== Segment start ==
PR #281, opened 2021-11-05
Refactor actions and add style to VideoCards

lfaucon:
This PR improve the style of the video card:
- Adds border and shadow frmo Figma's mock-up
- Changes color of Video card actions
- Changes layout of actions to be a row on small screens and a column on large screens
- Add tooltip for Video card actions

Additionally I moved the code of the actions we have, previously they were defined inside other components which makes them impossible to re-use.

Before:
Screenshot 2021-11-06 at 00 31 29

After:
Screenshot 2021-11-06 at 00 31 09

### DIFF
--- a/frontend/src/features/videos/VideoList.tsx
+++ b/frontend/src/features/videos/VideoList.tsx
@@ -1,15 +1,12 @@
 import React from 'react';
 
-import { Typography, makeStyles, Grid, IconButton } from '@material-ui/core';
-import { Add as AddIcon } from '@material-ui/icons';
+import { Typography, makeStyles, Grid } from '@material-ui/core';
 import type {
   PaginatedVideoSerializerWithCriteriaList,
   VideoSerializerWithCriteria,
-  Video,
 } from 'src/services/openapi';
 import VideoCard from '../videos/VideoCard';
-import { CompareNowAction } from 'src/utils/action';
-import { UsersService } from 'src/services/openapi';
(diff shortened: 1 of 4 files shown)


frontend/src/features/videos/VideoList.tsx
```diff
@@ -26,37 +23,17 @@ function VideoList({
...
     <div>
       {videos.results?.length ? (
         videos.results.map((video: VideoSerializerWithCriteria) => (
           <Grid container className={classes.card} key={video.video_id}>
             <Grid item xs={12}>
-              <VideoCard
-                video={video}
-                actions={[CompareNowAction, AddToRateLaterList]}
-              />
+              <VideoCard video={video} actions={actions} />
```
sandre35, line 36: I don't fully understand this change. If the user is not logged in, he can not add videos to his rate later list, neither compare it

sandre35 (changes requested):

frontend/src/features/videos/VideoList.tsx
lfaucon: I did not change from the previous behaviour. But you are right. I'll remove the link to comparison

sandre35 (approved):
Great job! It works very well !!

frontend/src/features/videos/VideoList.tsx
sandre35: Indeed it was my mistake at the beginning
== Segment end ==
• _TASK INSTRUCTIONS_
Only a number is expected in response: how many lines of the records above include the word "actions".

• _SOLUTION TO THIS TASK_
7